(Work order): Scan the data below and state how many of its lines contain the word "without", giving only the figure.

(Saved data entries):
================================

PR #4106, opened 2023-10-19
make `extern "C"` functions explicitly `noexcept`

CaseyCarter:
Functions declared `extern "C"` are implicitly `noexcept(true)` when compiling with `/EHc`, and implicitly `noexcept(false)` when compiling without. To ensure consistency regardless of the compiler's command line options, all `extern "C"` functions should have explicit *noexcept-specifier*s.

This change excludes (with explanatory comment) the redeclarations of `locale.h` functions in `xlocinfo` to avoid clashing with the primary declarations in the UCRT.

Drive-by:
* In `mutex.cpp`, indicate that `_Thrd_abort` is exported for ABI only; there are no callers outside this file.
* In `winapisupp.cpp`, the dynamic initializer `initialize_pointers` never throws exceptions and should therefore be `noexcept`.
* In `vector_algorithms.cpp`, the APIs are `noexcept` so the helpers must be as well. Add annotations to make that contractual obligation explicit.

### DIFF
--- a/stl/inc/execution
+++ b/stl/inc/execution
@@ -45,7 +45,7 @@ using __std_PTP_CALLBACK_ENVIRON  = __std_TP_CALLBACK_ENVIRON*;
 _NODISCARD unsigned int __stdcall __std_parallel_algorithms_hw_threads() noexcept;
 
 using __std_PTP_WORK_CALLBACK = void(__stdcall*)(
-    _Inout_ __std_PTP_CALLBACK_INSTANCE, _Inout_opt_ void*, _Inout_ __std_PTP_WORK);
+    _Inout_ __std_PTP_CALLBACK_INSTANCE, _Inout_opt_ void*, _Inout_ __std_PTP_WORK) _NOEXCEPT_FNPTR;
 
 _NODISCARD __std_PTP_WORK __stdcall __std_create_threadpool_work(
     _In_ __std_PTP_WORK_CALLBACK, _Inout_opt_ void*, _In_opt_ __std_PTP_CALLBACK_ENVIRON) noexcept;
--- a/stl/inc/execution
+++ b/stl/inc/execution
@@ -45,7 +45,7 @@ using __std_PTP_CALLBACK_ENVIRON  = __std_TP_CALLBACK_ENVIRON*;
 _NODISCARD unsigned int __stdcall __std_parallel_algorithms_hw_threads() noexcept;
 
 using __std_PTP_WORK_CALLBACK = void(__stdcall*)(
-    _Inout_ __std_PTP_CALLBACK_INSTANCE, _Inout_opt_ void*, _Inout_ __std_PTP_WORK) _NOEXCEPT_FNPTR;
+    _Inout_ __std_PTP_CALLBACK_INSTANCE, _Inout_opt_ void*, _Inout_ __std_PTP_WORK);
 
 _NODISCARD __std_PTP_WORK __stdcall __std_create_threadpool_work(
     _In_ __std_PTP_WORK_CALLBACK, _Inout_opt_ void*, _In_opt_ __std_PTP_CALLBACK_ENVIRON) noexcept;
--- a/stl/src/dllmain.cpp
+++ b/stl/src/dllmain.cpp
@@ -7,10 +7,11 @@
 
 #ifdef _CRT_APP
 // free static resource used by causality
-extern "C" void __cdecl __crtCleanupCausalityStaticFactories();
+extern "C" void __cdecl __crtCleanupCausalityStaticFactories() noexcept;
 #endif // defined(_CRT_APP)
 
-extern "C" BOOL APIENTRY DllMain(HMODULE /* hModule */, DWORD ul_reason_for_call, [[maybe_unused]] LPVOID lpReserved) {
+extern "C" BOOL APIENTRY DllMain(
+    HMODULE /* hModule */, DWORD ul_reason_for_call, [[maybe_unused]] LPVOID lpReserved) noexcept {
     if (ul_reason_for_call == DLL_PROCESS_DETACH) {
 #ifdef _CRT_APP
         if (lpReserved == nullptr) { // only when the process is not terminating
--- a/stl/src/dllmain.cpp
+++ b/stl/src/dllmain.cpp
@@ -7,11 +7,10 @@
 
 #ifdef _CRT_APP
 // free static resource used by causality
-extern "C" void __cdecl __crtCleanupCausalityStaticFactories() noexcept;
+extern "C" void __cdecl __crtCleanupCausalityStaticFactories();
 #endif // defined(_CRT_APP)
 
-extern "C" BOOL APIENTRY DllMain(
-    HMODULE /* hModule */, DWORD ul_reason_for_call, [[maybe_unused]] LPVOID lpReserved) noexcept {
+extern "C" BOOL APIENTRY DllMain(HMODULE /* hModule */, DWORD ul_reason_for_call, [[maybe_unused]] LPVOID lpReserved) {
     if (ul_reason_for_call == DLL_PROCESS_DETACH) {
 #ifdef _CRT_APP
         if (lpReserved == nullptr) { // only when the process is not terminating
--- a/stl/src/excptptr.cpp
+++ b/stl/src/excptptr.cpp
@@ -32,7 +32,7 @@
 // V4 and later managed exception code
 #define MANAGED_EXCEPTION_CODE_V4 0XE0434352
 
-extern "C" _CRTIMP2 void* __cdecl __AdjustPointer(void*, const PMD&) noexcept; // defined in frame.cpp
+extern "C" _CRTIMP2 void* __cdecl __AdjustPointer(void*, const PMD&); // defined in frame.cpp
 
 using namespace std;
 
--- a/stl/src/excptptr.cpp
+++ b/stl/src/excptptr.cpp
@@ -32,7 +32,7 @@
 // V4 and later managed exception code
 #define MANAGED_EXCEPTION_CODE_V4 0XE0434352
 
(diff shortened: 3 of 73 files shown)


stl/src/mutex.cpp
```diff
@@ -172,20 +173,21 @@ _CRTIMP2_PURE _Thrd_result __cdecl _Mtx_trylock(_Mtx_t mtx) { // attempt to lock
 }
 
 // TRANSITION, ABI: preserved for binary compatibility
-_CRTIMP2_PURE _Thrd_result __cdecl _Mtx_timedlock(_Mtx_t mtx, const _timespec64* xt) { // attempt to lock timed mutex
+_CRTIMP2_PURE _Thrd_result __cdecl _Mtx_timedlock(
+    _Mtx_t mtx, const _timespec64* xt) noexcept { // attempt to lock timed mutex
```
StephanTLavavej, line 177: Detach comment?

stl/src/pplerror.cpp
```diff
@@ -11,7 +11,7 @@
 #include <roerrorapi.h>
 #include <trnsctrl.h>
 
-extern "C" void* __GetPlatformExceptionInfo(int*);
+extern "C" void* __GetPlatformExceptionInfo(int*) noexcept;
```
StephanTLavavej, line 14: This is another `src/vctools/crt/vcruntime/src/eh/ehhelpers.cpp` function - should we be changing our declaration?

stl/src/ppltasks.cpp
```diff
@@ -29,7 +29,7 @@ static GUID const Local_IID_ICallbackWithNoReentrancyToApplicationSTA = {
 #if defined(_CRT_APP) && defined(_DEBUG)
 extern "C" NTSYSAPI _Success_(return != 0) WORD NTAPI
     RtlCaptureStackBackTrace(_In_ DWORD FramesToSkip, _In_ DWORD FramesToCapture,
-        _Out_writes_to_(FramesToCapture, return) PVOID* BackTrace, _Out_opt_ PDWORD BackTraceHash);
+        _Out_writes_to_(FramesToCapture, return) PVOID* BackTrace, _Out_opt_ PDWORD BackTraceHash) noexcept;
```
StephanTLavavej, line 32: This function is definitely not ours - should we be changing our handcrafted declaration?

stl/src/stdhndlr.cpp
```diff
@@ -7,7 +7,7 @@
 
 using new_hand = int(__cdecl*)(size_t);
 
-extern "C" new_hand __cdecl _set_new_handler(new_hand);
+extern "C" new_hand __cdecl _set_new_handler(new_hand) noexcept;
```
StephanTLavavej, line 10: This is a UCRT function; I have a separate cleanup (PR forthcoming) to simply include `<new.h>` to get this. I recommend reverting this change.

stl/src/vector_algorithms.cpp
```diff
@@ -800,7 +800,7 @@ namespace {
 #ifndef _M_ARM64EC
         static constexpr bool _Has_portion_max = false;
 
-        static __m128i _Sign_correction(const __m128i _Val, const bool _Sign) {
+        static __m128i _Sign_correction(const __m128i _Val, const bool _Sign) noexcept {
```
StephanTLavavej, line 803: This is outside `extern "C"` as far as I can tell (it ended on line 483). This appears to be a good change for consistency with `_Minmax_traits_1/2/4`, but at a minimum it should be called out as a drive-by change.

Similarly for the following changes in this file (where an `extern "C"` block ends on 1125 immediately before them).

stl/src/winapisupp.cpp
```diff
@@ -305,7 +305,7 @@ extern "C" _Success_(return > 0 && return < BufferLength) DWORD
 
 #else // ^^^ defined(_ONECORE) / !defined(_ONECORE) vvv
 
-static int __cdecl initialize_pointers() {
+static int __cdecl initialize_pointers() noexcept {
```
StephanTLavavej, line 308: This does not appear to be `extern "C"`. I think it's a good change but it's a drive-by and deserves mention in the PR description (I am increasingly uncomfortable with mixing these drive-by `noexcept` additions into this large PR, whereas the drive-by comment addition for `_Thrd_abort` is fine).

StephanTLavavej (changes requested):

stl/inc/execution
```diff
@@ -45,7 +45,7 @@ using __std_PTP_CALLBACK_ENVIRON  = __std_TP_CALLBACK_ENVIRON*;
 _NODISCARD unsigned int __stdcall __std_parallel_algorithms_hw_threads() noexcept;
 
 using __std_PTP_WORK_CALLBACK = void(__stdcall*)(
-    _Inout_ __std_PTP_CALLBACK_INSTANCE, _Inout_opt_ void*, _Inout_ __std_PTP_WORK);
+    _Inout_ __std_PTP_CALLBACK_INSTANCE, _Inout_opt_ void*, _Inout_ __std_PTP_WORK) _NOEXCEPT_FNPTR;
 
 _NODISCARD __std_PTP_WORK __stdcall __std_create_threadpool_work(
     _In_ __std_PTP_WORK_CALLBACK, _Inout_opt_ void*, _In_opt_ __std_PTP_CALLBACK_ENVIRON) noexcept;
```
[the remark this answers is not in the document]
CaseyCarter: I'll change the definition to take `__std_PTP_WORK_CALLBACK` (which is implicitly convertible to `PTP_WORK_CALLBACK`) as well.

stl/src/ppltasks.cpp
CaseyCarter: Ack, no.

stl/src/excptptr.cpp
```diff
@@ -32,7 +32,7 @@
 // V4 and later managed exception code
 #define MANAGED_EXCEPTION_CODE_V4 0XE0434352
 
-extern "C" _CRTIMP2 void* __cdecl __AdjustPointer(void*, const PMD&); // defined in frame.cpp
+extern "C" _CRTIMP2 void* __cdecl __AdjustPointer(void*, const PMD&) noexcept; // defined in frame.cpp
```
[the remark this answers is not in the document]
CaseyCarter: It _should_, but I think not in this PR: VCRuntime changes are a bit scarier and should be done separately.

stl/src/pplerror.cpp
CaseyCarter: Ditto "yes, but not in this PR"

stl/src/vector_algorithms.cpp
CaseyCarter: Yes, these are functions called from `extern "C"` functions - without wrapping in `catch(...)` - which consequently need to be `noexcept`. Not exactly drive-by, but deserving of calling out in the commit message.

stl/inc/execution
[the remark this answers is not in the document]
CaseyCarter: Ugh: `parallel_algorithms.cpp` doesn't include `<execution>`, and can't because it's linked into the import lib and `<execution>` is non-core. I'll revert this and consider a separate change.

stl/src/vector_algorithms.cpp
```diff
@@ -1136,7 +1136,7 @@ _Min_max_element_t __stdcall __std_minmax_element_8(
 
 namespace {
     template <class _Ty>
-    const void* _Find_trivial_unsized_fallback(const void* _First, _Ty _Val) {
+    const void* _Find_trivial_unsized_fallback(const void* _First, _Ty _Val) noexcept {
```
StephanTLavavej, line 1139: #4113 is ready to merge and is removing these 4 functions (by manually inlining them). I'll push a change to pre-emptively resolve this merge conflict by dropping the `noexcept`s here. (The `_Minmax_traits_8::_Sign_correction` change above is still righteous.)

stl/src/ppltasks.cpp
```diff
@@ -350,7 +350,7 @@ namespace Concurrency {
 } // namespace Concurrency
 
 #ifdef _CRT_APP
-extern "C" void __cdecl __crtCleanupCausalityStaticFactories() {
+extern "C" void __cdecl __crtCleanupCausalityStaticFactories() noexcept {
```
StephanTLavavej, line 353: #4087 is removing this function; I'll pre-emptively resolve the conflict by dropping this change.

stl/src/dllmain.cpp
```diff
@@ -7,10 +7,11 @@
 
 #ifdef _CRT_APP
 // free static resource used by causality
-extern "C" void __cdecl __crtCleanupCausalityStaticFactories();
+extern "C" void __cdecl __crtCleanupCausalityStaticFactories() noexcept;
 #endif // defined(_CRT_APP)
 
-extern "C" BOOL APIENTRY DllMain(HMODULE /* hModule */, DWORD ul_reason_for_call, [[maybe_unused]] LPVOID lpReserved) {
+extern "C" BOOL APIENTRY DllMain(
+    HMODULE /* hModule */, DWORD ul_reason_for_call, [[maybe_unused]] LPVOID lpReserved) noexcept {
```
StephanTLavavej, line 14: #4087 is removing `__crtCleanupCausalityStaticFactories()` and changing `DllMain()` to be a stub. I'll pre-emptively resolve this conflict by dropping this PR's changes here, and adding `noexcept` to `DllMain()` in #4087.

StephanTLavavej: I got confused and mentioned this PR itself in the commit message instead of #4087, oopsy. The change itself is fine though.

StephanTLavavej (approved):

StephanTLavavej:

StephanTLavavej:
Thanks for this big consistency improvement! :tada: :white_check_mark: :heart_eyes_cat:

================================

(Written reply): 2